On Thursday, we said grace, then laid waste to the abundance of a Thanksgiving meal. Then the great American gorging — holiday shopping — really began.
Black Friday is traditionally the day reserved for crashing the retail infrastructure, but we’ve been told for a couple of months now to “shop early” because of trouble with moving merchandise around the world and getting it to store shelves.
But old traditions don’t go gently, so plenty of folks spent this past week revving up their charge cards. We’ve been heartened to see plenty of activity on the streets of our downtowns ahead of “Shop Small” Saturday.
Our thriving collection of small retailers — the envy of small-town North Carolina — succeeds only with your patronage. In an age when it’s growing ever easier to tap a link and order something online, it still takes a small effort to visit a local business and buy gifts.
But make sure you “pack your patience,” as we’ve been warned repeatedly. For merchants of all sorts these next four weeks, we must remember that grace is not merely something said, but given.
Keeping It In Town
It’s a jungle out there when it comes to shopping, whether it’s the hunt for parking or a scramble to scour half-filled shelves. That’s why it’s even more important this year to keep your retailing local.
Shopping local helps keep your money in town and circulating to other businesses. Studies have shown that for every $100 spent at a local store, $68 of that purchase stays in the community.
Buying a gift at The Country Bookshop in Southern Pines, The Gentlemen’s Corner in Pinehurst or Hit Point Hobbies in Aberdeen supports the salary of local workers. But it also means that money gets recirculated to another local business, whether it’s a local accountant, wholesaler or attorney.
And those small business owners are also major supporters of local nonprofits.
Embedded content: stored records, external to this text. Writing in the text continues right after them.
PR #3157, opened 2018-03-31
Move barriers to higher zoom level

### LINKED ISSUE #323: Gates are too prominent
Gates in fences are often much to present on the map. In my region I mapped several fences with smaller gates in it and they are very annoying on smaller zoom levels. I thing it would be better not to render them in zoom-levels lower than 18.
Same with information boards. I've mapped plenty of them and I believe all those small info-board belong into the osm database but rendering them on zoom-level lower than 18 seems also to much.

For example see this area: http://www.openstreetmap.org/#map=16/51.7123/10.5129

kocio-pl:
Fixes #323

- moving barriers from z16+ to z17+:
  - gate
  - lift_gate
  - swing_gate
  - bollard
  - block
  - log

[Example place with gates, z16](https://www.openstreetmap.org/#map=16/52.2223/20.9062)
Before
nfawmamh

After
i_bplp2q

[Example place with bollards, z16](https://www.openstreetmap.org/#map=16/52.2560/20.9835)
Before
ndz77k9j

After
blsw9wd_

[Example place with gates and lift gates, z16](https://www.openstreetmap.org/#map=16/46.3637/11.0327)
Before
qtc tyij

After
sew4co2j

### DIFF
--- a/amenity-points.mss
+++ b/amenity-points.mss
@@ -1224,15 +1224,15 @@
   }
 
   [feature = 'barrier_gate']::barrier {
-    [zoom >= 16] {
+    [zoom >= 17] {
       marker-file: url('symbols/gate.svg');
       marker-placement: interior;
       marker-clip: false;
     }
   }
 
-  [feature = 'barrier_lift_gate'][zoom >= 16]::barrier,
-  [feature = 'barrier_swing_gate'][zoom >= 16]::barrier {
+  [feature = 'barrier_lift_gate'][zoom >= 17]::barrier,
+  [feature = 'barrier_swing_gate'][zoom >= 17]::barrier {
     marker-file: url('symbols/liftgate.svg');
     marker-fill: #3f3f3f;
     marker-placement: interior;
@@ -1242,7 +1242,7 @@
   [feature = 'barrier_bollard'],
   [feature = 'barrier_block'],
   [feature = 'barrier_log'] {
-    [zoom >= 16] {
+    [zoom >= 17] {
       marker-width: 3;
       marker-line-width: 0;
       marker-fill: #7d7c7c;


dieterdreist:
this is about the general problem that we are context agnostic in this style. We don’t know whether these are important gates in a low density setting in the outskirts of nowhere (where missing the information can mean walking back half an hour and more) or one out of many gates for short private footpaths in a residential area. Yes, we would not want to show the latter early, but z16 is already late for the former. If we have to keep it simple we must accept some compromise.

kocio-pl:
There are few important reasons which make me think this change is needed:

1. We have more data added and what was not a problem in the beginning (just show whatever is added), now became to be source of a mess. We have more well-mapped areas ("WMA") and as you can see in case of Cles (Italy) even typical medium-sized town, which I think was a target model when inventing and rendering many tags, can look bad now, just because somebody did her job well. This is not kind of a feedback mappers should have - we should rather encourage them to add more, because we can handle it properly.

2. When making universal (not thematic) style the main slogan should be "mind the scale", because there are too many things to prioritize. The only easily observable thing is a typical size of a feature and this is a rule of thumb when I think about initial zoom level. Point barriers are usually small (unlike walls or fences) and should not be shown as early as police station icon or a theater. 

3. This is not an outdoor map - we have plenty of them and I don't see they care for gates at all ( https://opentopomap.org/#map=16/46.36425/11.03320 ) and when they do, they skip many other POIs, selecting sustenance objects only ( http://www.hikebikemap.org/?zoom=15&lat=46.36352&lon=11.03347&layer=HikeBikeMap ).

4. This is not a routing service. If somebody is planning a route, just an image on the map does not tell him if it's permanently open, closed or there are only some times when one can pass. I'm thinking about adding some basic access rendering too, but it will not suffice. I also think that mappers could use more access tags for roads, which would make it more evident if a given part is available or not than just a barrier node.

Your patronage is helping them to sponsor community concerts, charitable giving and the public good.
Two years ago the Moore County Chamber of Commerce started its “Together We Are Moore” social media campaign as a way to encourage local shopping on a year-round basis. When COVID-19 hit, the hashtag was embraced as a call to action: More than 11,000 posts have been shared on Instagram.
Linda Parsons, the chamber’s president and CEO, said gratitude and grace are the next steps to ensure the local economy, including online and brick-and-mortar shops, remains vibrant.
Kindness and Grace
“Our business community has been stretched beyond imaginable realms,” Parsons said. “This year there are things we can all do to support our local businesses with grace and patience. Everybody is tired. But with a smile and your purchase, you can say thank you. Thank you for the service, thank you for providing the product.”
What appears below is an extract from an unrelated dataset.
PR #3158, opened 2018-04-01
More vertical objects rendering and tuning

### LINKED ISSUE #3275: Render watchtower like an observation tower
Could we have the `man_made=tower` + ` tower:type=watchtower` objects rendered like a `tower:type=observation` tower, please?

There was a suggestion here https://github.com/gravitystorm/openstreetmap-carto/pull/2671#issuecomment-377665578 but right now they are being rendered as some kind of unknown type:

For shoppers who are on the lookout for unique or creative gifts, they are more likely to find those at small shops locally than in the large-scale retailers. The merchandise has been personally curated by the owner, rather than brought by the ocean freighter — especially this year, when much of Christmas remains stacked in ports around the world.
“People need to think outside the box, literally the cargo box,” Parsons said. “No one has asked for these shortages, everyone is short-staffed, and shipping is slower. But your $20 spent here supports that business and its staff, who can go out and support another local business.
“If people can remember all the hard work it takes for our shops and restaurants to get that product or meal to you — and they do it with a smile — your experience will be much more rewarding. Every resident in Moore County can make a difference.”